Der Bedarf an elektronischer Datenverarbeitung wächst ­ständig – und ­damit auch der Energieverbrauch. Das ist schlecht fürs Klima, denn: mehr Stromverbrauch, mehr CO₂-Emissionen. Wie ­reagieren ­Unternehmen und ­Institutionen im Norden auf diese Heraus­forderung? los! hat sich umgehört.
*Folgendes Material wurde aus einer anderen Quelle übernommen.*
PR #958, opened 2017-06-22
Allow specifying dialect through parsers facade

gabro:
This PR allows specifying a dialect through the JS api.

Here's an example of usage from ASTExplorer:

This PR is based on #957 (which in turn is based on #956). I'll rebase as soon as the parent PRs get merged.

### DIFF
--- a/scalameta/parsers/js/src/main/scala/scala/meta/parsers/JSFacade.scala
+++ b/scalameta/parsers/js/src/main/scala/scala/meta/parsers/JSFacade.scala
@@ -6,6 +6,7 @@ import js.JSConverters._
 import js.annotation._
 
 import prettyprinters._
+import inputs.Position
 
 object JSFacade {
 
@@ -36,13 +37,16 @@ object JSFacade {
     case _ => ()
   }
 
+  private[this] def toPosition(p: Position): js.Dynamic =
+    js.Dynamic.literal(
+      "start" -> p.start.offset,
+      "end" -> p.end.offset
+    )
+
   private[this] def toNode(t: Tree): js.Dynamic = {
     val base = js.Dynamic.literal(
       "type" -> t.productPrefix,
-      "pos" -> js.Dynamic.literal(
-        "start" -> t.pos.start.offset,
-        "end" -> t.pos.end.offset
-      )
+      "pos" -> toPosition(t.pos)
     )
 
     val fields = js.Dictionary(t.productFields.zip(t.productIterator.toList).collect {
@@ -84,8 +88,9 @@ object JSFacade {
 
     dialect(code).parse[A] match {
       case Parsed.Success(t) => toNode(t).asInstanceOf[js.Dictionary[Any]]
-      case Parsed.Error(_, message, _) => js.Dictionary(
-        "error" -> message
+      case Parsed.Error(pos, message, _) => js.Dictionary(
+        "error" -> message,
+        "pos" -> toPosition(pos)
       )
     }
   }
--- a/scalameta/parsers/js/src/main/scala/scala/meta/parsers/JSFacade.scala
+++ b/scalameta/parsers/js/src/main/scala/scala/meta/parsers/JSFacade.scala
@@ -76,24 +76,31 @@ object JSFacade {
   private[this] type Settings = js.UndefOr[js.Dictionary[String]]
   private[this] val defaultSettings = None.orUndefined
 
+  private[this] def extractDialect(s: Settings): Either[String, Dialect] = {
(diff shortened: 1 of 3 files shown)


scalameta/parsers/js/src/main/scala/scala/meta/parsers/JSFacade.scala
```diff
@@ -56,22 +66,41 @@ object JSFacade {
...
+
+  private[this] def parse[A <: Tree: Parse](
+    code: String,
+    settings: Settings
+  ): js.Dictionary[Any] = {
+    val dialect = (for {
+      settings <- settings.toOption
+      dialectStr <- settings.get("dialect")
+      dialect <- Dialect.standards.get(dialectStr)
+    } yield dialect).getOrElse(dialects.Scala211)
```
olafurpg: Default to 2.12?

gabro: I wanted to keep it consistent with the current meta behavior. Is that going to change?

olafurpg: Good point, let's keep it then. The default dialect is planned to change soon, either to something lenient like https://github.com/scalameta/scalafmt/blob/d204ae1437247aae0f0b8a9901e433368057e678/scalafmt-core/shared/src/main/scala/org/scalafmt/config/ScalafmtRunner.scala#L43 or maybe even go away for parsing/pretty-printing.

gabro: Cool, I'll be glad to drop the option completely in the future.

gabro:
As per the rebase, I'd wait for #957 to get merged then I'll rebased on master.

gabro:
@olafurpg rebased

scalameta/parsers/js/src/test/scala/scala/meta/parsers/JSFacadeSuite.scala
```diff
@@ -193,5 +193,54 @@ class JSFacadeSuite extends FunSuite {
...
 
+  test("default dialect is Scala 2.11") {
+    val code =
+      """|List(
+         |  1,
+         |  2,
+         |)""".stripMargin
+    val parsedDefaultDialect = JSFacade.parseStat(code)
+    val expected = d(
+      "error" -> "illegal start of simple expression"
```
olafurpg: I just noticed the position is not included, do you think it would be useful to have it? It can be a separate PR or part of this one.

gabro: Yes, I've been thinking about it.
I've added it to this PR for simplicity.

gabro:
woops, the latest commit broke some tests, it should be ok now

olafurpg:
There seems to be an error in an unrelated JS parsers test

```scala
[info] - parse Lit.Double *** FAILED ***
[info]   "...2,
[info]     "syntax": "42.2[d]"
[info]   }" did not equal "...2,
[info]     "syntax": "42.2[]"
[info]   }" (JSFacadeSuite.scala:19)
```

gabro:
Odd, it fails only with Scala 2.12. It seems like `syntax` acts differently across version of Scala for Double :O

gabro:
I can reproduce this on my machine, by running `parsersJS/test` after setting the version to Scala 2.12.2

olafurpg:
Interesting @gabro, the bug happens only in 2.12 JS. I opened https://github.com/scalameta/scalameta/issues/961, I propose we remove that test and I can follow up on that issue in a separate PR.

gabro:
I agree, I've ignored the test and added a reference to #961

scalameta/parsers/js/src/test/scala/scala/meta/parsers/JSFacadeSuite.scala
```diff
@@ -193,5 +195,56 @@ class JSFacadeSuite extends FunSuite {
...
+    check(parsedDefaultDialect, expected)
+  }
+
+  test("inexisting dialects fallback to Scala 2.11") {
+    val code =
+      """|List(
+         |  1,
+         |  2,
+         |)""".stripMargin
+    val parsedDefaultDialect = JSFacade.parseStat(code, js.Dictionary("dialect" -> "wrong"))
```
gabro: Right, probably if you pass a wrong one you want to know. It makes sense I'll report an error (instead of throwing an exception)

gabro:
@olafurpg done, take a look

Es ist so bequem. Ein Klick mit Maus oder ­Fern­­bedienung und schon läuft der Spielfilm der Wahl. Wo noch bis vor ­einigen Jahren der Gang in die ­Videothek ­erforderlich war oder der Kauf einer DVD, wo ­früher das Fernsehangebot konkurrenzlos war, ­sorgen heute Streaminganbieter für ein riesiges ­Angebot an Abendunterhaltung. Als dann auch noch die Pandemie viele kulturelle Institutionen in den ­Lockdown zwang, stieg das Streamingvolumen abermals ­sprunghaft an.

Was auf den ersten Blick nur wie ein Wandel im ­Publikumsverhalten erscheint, birgt aber ein ganz ­anderes Problem: Streaming frisst Energie. Damit ­Filme und Serien jederzeit abrufbar sind, werden sie auf Servern gespeichert. Dafür benötigen sie Energie, müssen gekühlt werden und verbrauchen bei jedem Abruf zusätzlich Strom. Der unabhängige ­Thinktank ­„Borderstep Institut für Innovation und ­Nachhaltigkeit“ hat ­errechnet, dass sich in Deutschland der Strom­verbrauch der Hardware zur Daten­verarbeitung und -speicherung von 2010 bis 2020 um 84 Prozent ­erhöht hat – und davon entfällt auf ­Streaming ja nur ein ­Anteil. Man denke nur an die ungeheure Rechen­leistung, die rund um den Boom von ­Kryptowährungen zur ­Erzeugung von zum Beispiel ­Bitcoins anfällt. ­Zwischen 2022 und 2030 kommen nach der Prognose des Forschungs­instituts noch einmal 57 Prozent ­hinzu. Wie lässt sich also der Stromhunger der Rechenzentren so gestalten, dass Energie gespart und CO₂-­Emissionen vermieden werden?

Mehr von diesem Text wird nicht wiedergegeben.